■ **The problem**: All that is wanted is a word-for-word copy of the data from its first line to the line containing "Not the greatest", both included.

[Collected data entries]
PR #3914, opened 2023-08-14
Add a max width for the side menu in security

### LINKED ISSUE #3905: Improve Security and Accounts on narrow screens
### Current:
image

### Proposed:
image

Something as simple as forcing it to take up only 33% of the screen until it stacks would be excellent.

CarolineDenis:
Fixes #3905


CarolineDenis:
https://github.com/specify/specify7/assets/108160931/882cbdc4-c99c-4c54-8fbf-b49b6a00fe77

melton-jason (commented):
Not the greatest fan of these breakpoints. I feel like they promote the use of [magic numbers](https://en.wikipedia.org/wiki/Magic_number_(programming)). 
(It doesn't help that [breakpoints themselves](https://tailwindcss.com/docs/responsive-design) are magic numbers of common pixel widths). 

Regardless, I can not deny that this does look better on narrow screens when the screen is "crowded". 
However, when the screen is not "crowded", there seems to be a significant amount of jittering near the breakpoint. 
Below are videos for how this is currently in `v7.9-dev` as well as the behavior for this current branch. 
@specify/ux-testing Let me know what your thoughts are on this. 

`v7.9-dev`:

https://github.com/specify/specify7/assets/64045831/3477bb4c-19a8-4854-abd1-d107034055d3

https://github.com/specify/specify7/assets/64045831/f00463cc-8d17-484e-8b00-248bd4f7239f

This branch (`issue-3905`):

https://github.com/specify/specify7/assets/64045831/5fb3eeb7-0294-4d34-82eb-8847760cfb89


https://github.com/specify/specify7/assets/64045831/2255171a-cbca-4408-a880-d34e163176fb

carlosmbe:
Based on the videos Jason provided. I prefer how this branch handles the Tight situations but prefer how the normal situation was handled previously. Is there a way to have both?

grantfitzsimmons (approved):
Looks good to me. I prefer this change in both "normal" and "tight" situations.
The magic number discussion is interesting– but I think the solution works fine. I'll leave it to you @melton-jason to suggest revisions if you see fit.

bronwyncombs (approved):
👍 

https://github.com/specify/specify7/assets/135047322/fcc20e2b-4252-4d3a-a11b-41b6af9954d4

■ **Task output**:
PR #3914, opened 2023-08-14
Add a max width for the side menu in security

### LINKED ISSUE #3905: Improve Security and Accounts on narrow screens
### Current:
image

### Proposed:
image

Something as simple as forcing it to take up only 33% of the screen until it stacks would be excellent.

CarolineDenis:
Fixes #3905


CarolineDenis:
https://github.com/specify/specify7/assets/108160931/882cbdc4-c99c-4c54-8fbf-b49b6a00fe77

melton-jason (commented):
Not the greatest fan of these breakpoints. I feel like they promote the use of [magic numbers](https://en.wikipedia.org/wiki/Magic_number_(programming)). 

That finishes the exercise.